He returned to the Emirates at the end of his loan spell, and while Palace, Bournemouth, and Norwich wanted to sign the player on a loan deal, Arsenal did not budge, and they wanted to keep the player at the club, despite his minimal experience of playing in the club’s first team. The first half of the 2019/20 season was not a pleasant one for Arsenal fans and it eventually ended with Emery getting the sack and Arsenal legend Mikel Arteta managing the club after gaining sizeable experience from being Pep Guardiola’s assistant at Manchester City.

Reiss Nelson started playing more under Arteta as he started four of the Spaniard’s first five games in management, and showed everybody why he was starting when he scored the winner in Arsenal’s 1-0 victory against Marcelo Bielsa’s Leeds United in the FA Cup. 

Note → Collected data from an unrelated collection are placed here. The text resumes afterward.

PR #1053, opened 2018-07-02
Add encryption key and form to onboarding

nakhbari:
Issue: #784 

#### Screenshot
image

```
```

### DIFF
--- a/web/global/input.scss
+++ b/web/global/input.scss
@@ -1,5 +1,12 @@
 .fci-input-container {
     padding-bottom: 16px;
+    label {
+        font-family: 'Roboto';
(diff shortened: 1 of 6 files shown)


web/global/input.scss
```diff
@@ -1,5 +1,12 @@
 .fci-input-container {
     padding-bottom: 16px;
+    label {
+        font-family: 'Roboto';
```
KrauseFx: I feel like we had that quite a lot in the recent PRs, should we unify? It's `scss`, so should be easy

KrauseFx: Yeah sure thing 👍

PR #1057, opened 2018-07-03
Add fastlane bot configuration to onboarding

nakhbari:
Issue: #784 

#### Screenshots
image

image

```
```


AndrewMcBurney:
I think we need the `user:email` scope on this API token (and the clone user API token) in addition to all `repo` permissions. Was something changed so that we don't need that scope anymore? I think there was a case where the primary email of a user on GitHub was `private`, yet we still need to find the email to match it with a fastlane.ci account.

nakhbari:
@AndrewMcBurney yes we still need this scope. I will have to update the screenshot at some point. I added a bullet in the top-level issue #784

However, the end of the season was going to be even more eventful for Reiss. Post Covid-19, without the fans inside the stadium, most games suddenly had a neutral feel about them, and there was no “ooh’s and aah’s” every time a player touched the ball or got dispossessed off it.

Arsenal were up against Liverpool, who were already confirmed as the Champions of the Premier League, and thought that they could rip apart the Gunners at the Emirates. Nelson, however, had different plans. After Sadio Mane opened the scoring, Arteta’s men were under pressure, but the Southwark boy felt none of it. He pressured Virgil van Dijk into making a mistake, and Alexandre Lacazette jumped onto the ball and equalized. Mind you, this was a defender nobody had dribbled past all season, and certainly, nobody dared pressure. Nelson did not think twice and did what he thought he had to do.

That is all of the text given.